Begleitet wird das Ganze von einem bekannten Hamburger Angelladen:m

wer also mitmöchte PN an mich oder sich direkt dort melden, liegt glaub ich im Osten von Hamburg


----------



## Nordlicht (8. Oktober 2007)

*AW: V. Pilk Cup auf der MS Karoline am 11.11.07*

-------------


----------



## Torskfisk (9. Oktober 2007)

*AW: V. Pilk Cup auf der MS Karoline am 11.11.07*

@ Nordlicht

Da weißt du mehr als ich, also im November soll noch alles klappen, gebucht ist jedenfalls! Und das würden die beiden nicht machen, ne Buchung annehmen und denn nicht mehr den Kutter haben!!!


----------



## Carptigers (9. Oktober 2007)

*AW: V. Pilk Cup auf der MS Karoline am 11.11.07*

Warum sollte der verkauft werden , wenn er erst so viel Geld reingesteckt hat ???


----------



## djoerni (9. Oktober 2007)

*AW: V. Pilk Cup auf der MS Karoline am 11.11.07*



Nordlicht schrieb:


> Ich denke der Dampfer soll verkauft werden |kopfkrat



habe gerade mit claudia stengel telefoniert! alles quatsch! die karoline fährt nach wie vor und auch in zukunft mit und für heiko und claudia! frage mich wer immer solche vermutungen aufstellt... seltsam, seltsam sowas...#d


----------



## Nordlicht (10. Oktober 2007)

*AW: V. Pilk Cup auf der MS Karoline am 11.11.07*

Wird aber wohl dann doch wieder nur´n böses Gerücht sein...sorry


----------



## Micky (11. Oktober 2007)

*AW: V. Pilk Cup auf der MS Karoline am 11.11.07*



Torskfisk schrieb:


> Am 11.11.07 ist es mal wieder soweit,
> 
> der V. Pilk-Cup findet auf der MS Karoline statt#6
> 
> ...


 
Mein Platz ist z. B. frei geworden, ICH KANN LEIDER DOCH NICHT !!! #q


----------



## zanderman111 (11. Oktober 2007)

*AW: V. Pilk Cup auf der MS Karoline am 11.11.07*

Das nennt man wohl dumm gelaufen @Mickey....|bigeyes:q. Ich hoffe ja immer noch auf Antwort von Marcy, aber dann bin ich ......


*DABEI

*:vik::vik::vik::vik::vik:​


----------



## Torskfisk (11. Oktober 2007)

*AW: V. Pilk Cup auf der MS Karoline am 11.11.07*

Nachdem sich das Gerücht um den Verkauf ja in Luft aufgelöst hat, gibt es immernoch ein paar frei Plätze.......

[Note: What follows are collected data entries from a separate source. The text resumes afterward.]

PR #7409, opened 2026-04-29
Caldav subtask import

baflo:
## Problem

New tasks from CalDAV are imported without their remote sub-tasks, instead every sub-task must be imported manually.

## Solution

A new option for the CalDAV issue provider is added that allows to automatically import sub-tasks.

## Type of Change

- [ ] Bug fix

also PN an mich ( wird aber erst nach dem 28.10 beantwortet, weil ich in DK die Fische ärgern will:vik

oder aber sich direkt mit besagtem Angelladen in Verbindung setzen:q näää Marcy


----------



## zanderman111 (23. Oktober 2007)

*AW: V. Pilk Cup auf der MS Karoline am 11.11.07*

Das hat ja mal wieder super geklappert. Leutz ich bin 

*DABEI*​


----------



## KlickerHH (24. Oktober 2007)

*AW: V. Pilk Cup auf der MS Karoline am 11.11.07*

Moin zusammen,

kann jemand sagen was der Spass kostet. Was alles im Preis enthalten???? Sonstiges Details, Abfahrt, Ankunft usw. Fährt er länger wegen des Angelns oder normale Zeit?
Fragen über Fragen. Wenn alles stimmt, wäre ich gern mit von der Partie.

Gruß
Klicker


----------



## zanderman111 (24. Oktober 2007)

*AW: V. Pilk Cup auf der MS Karoline am 11.11.07*

kriegst ne PN


----------



## dorschfinder (24. Oktober 2007)

*AW: V. Pilk Cup auf der MS Karoline am 11.11.07*

Moin, moin
schickt mir das auch mal rüber. Interesse besteht schon
Gruß Dorschfinder


----------



## djoerni (24. Oktober 2007)

*AW: V. Pilk Cup auf der MS Karoline am 11.11.07*

ich auch bidde!


----------



## zanderman111 (25. Oktober 2007)

*AW: V. Pilk Cup auf der MS Karoline am 11.11.07*

PN's sind raus #6


----------



## KlickerHH (29. Oktober 2007)

*AW: V. Pilk Cup auf der MS Karoline am 11.11.07*

Moinsen, sagt doch mal an, wer alles am Start ist.

Danke und Gruß
Klicker


----------



## Torskfisk (30. Oktober 2007)

*AW: V. Pilk Cup auf der MS Karoline am 11.11.07*

Dank etlicher Boardi`s ist die Tour jetzt komplett:vik:

Für alle die mitfahren noch ein Hinweis:

Eintreffen an Board bis spätestens 06:30 Uhr !!!!!!!!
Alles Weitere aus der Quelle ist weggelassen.